─── Records shown

Issue #23, opened 2015-04-09
Root password for hostname for local_action


solomongifford:
Related to #22, if local_action is used with a mysql install ansible_hostname is localhost and not the hostname of the machine and the root password is not set.

Suggestion would be to grab the results of:

command: 'mysql -NBe 'SELECT Host from mysql.user WHERE User = "root" order by (Host="localhost") ASC'

Note that this orders the localhost last so that ansible doesn't lock itself out.

geerlingguy:
Nice. Silly me, trying to manipulate the result set with Python/Jinja2... when just adding the order statement to the MySQL statement would work perfectly.

This should be simple enough to do—thanks for reporting, and I'll try to get to this soon!

geerlingguy:
Fixed in PR #28.

PR #25, opened 2015-04-09
Support for removing incompatible packages, optional my.cnf, issues #23, #26, etc.

solomongifford:
Sometimes during an install there are packages that are already installed that first must be removed before mysql can be installed.  The first two commits represent that scenario.

The third commit supports a "set and forget" strategy for the global my.cnf, allowing scenarios where you want future runs to not update the my.cnf

The fourth commit fixes issue #23.

The fifth commit fixes issue #26.

The sixth/seventh commit adds support for https://github.com/ansible/ansible-modules-core/pull/830

The eighth commit is a simple rename of the python-my.cnf.j2 to user-my.cnf.j2 to more accurately reflect its purpose.

The ninth & tenth commits put the performance variables into an array so that other variables can also be used by adding rows to the array (or removing in order to apply defaults).


solomongifford:
These changes have been tested on CentOS 6 both for first runs and repeat runs. Thanks for your consideration.

README.md
```diff
@@ -43,6 +39,19 @@ The MySQL users and their privileges. A user has the values `name`, `host` (defa
 
 (RedHat/CentOS only) If you have enabled any additional repositories (might I suggest geerlingguy.repo-epel or geerlingguy.repo-remi), those repositories can be listed under this variable (e.g. `remi,epel`). This can be handy, as an example, if you want to install later versions of MySQL.
 
+    mysql_incompatible_packages:
```
geerlingguy: I'd rather not do this as part of the `geerlingguy.mysql` role; in general, if there are packages that shouldn't be installed on a given server, or other setup tasks outside the purview of MySQL configuration, a `pre_task` or another setup role that runs prior to this role should do it.

As an example, I make sure to always use minimal base boxes for CentOS/RHEL/Debian/Ubuntu, which allow me to build up on top of them only what's needed. If the base image you use with Vagrant, DigitalOcean, AWS, etc. has extra cruft, you need to switch to a different, more minimalist image, or add a task to remove the packages prior to this role.

geerlingguy:
Most of these changes are simple enough and I'd like to merge them staight away, but some of them are pretty far-reaching and would at least warrant a major version bump to 2.0.

If you could break each feature/change into a separate PR, it would be easier to pull in the simpler ones and hash out the more far-reaching changes :)

solomongifford:
Done, with the exception of incompatible packages.  Also, in the last commit I had also changed the order of some of the items in the readme to match the order in defaults/main.yml but doing that in a separate PR would cause conflicts with other of my PR's.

──────

Task to carry out
Provide a faithful, complete copy of the entries above.

Completed task
Issue #23, opened 2015-04-09
Root password for hostname for local_action


solomongifford:
Related to #22, if local_action is used with a mysql install ansible_hostname is localhost and not the hostname of the machine and the root password is not set.

Suggestion would be to grab the results of:

command: 'mysql -NBe 'SELECT Host from mysql.user WHERE User = "root" order by (Host="localhost") ASC'

Note that this orders the localhost last so that ansible doesn't lock itself out.

geerlingguy:
Nice. Silly me, trying to manipulate the result set with Python/Jinja2... when just adding the order statement to the MySQL statement would work perfectly.

This should be simple enough to do—thanks for reporting, and I'll try to get to this soon!

geerlingguy:
Fixed in PR #28.

PR #25, opened 2015-04-09
Support for removing incompatible packages, optional my.cnf, issues #23, #26, etc.

solomongifford:
Sometimes during an install there are packages that are already installed that first must be removed before mysql can be installed.  The first two commits represent that scenario.

The third commit supports a "set and forget" strategy for the global my.cnf, allowing scenarios where you want future runs to not update the my.cnf

The fourth commit fixes issue #23.

The fifth commit fixes issue #26.

The sixth/seventh commit adds support for https://github.com/ansible/ansible-modules-core/pull/830

The eighth commit is a simple rename of the python-my.cnf.j2 to user-my.cnf.j2 to more accurately reflect its purpose.

The ninth & tenth commits put the performance variables into an array so that other variables can also be used by adding rows to the array (or removing in order to apply defaults).


solomongifford:
These changes have been tested on CentOS 6 both for first runs and repeat runs. Thanks for your consideration.

README.md
```diff
@@ -43,6 +39,19 @@ The MySQL users and their privileges. A user has the values `name`, `host` (defa
 
 (RedHat/CentOS only) If you have enabled any additional repositories (might I suggest geerlingguy.repo-epel or geerlingguy.repo-remi), those repositories can be listed under this variable (e.g. `remi,epel`). This can be handy, as an example, if you want to install later versions of MySQL.
 
+    mysql_incompatible_packages:
```
geerlingguy: I'd rather not do this as part of the `geerlingguy.mysql` role; in general, if there are packages that shouldn't be installed on a given server, or other setup tasks outside the purview of MySQL configuration, a `pre_task` or another setup role that runs prior to this role should do it.

As an example, I make sure to always use minimal base boxes for CentOS/RHEL/Debian/Ubuntu, which allow me to build up on top of them only what's needed. If the base image you use with Vagrant, DigitalOcean, AWS, etc. has extra cruft, you need to switch to a different, more minimalist image, or add a task to remove the packages prior to this role.

geerlingguy:
Most of these changes are simple enough and I'd like to merge them staight away, but some of them are pretty far-reaching and would at least warrant a major version bump to 2.0.

If you could break each feature/change into a separate PR, it would be easier to pull in the simpler ones and hash out the more far-reaching changes :)

solomongifford:
Done, with the exception of incompatible packages.  Also, in the last commit I had also changed the order of some of the items in the readme to match the order in defaults/main.yml but doing that in a separate PR would cause conflicts with other of my PR's.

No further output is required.